[Records from a dataset]
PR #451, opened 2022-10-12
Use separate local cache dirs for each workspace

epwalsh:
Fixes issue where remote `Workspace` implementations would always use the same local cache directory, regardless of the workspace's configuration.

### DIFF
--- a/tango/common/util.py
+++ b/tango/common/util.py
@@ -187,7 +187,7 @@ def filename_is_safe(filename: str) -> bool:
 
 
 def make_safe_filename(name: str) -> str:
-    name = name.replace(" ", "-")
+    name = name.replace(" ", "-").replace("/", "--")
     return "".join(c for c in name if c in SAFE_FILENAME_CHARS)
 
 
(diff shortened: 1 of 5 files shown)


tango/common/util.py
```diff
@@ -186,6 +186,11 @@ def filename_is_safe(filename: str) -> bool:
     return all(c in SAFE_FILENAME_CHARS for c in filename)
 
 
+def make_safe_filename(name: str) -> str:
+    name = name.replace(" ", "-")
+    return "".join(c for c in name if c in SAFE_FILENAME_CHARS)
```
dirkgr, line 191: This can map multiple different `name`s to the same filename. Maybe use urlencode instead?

[Problem]
Count each line of the entries that holds the word "workspace", then state the total and nothing more.

[Result below]
2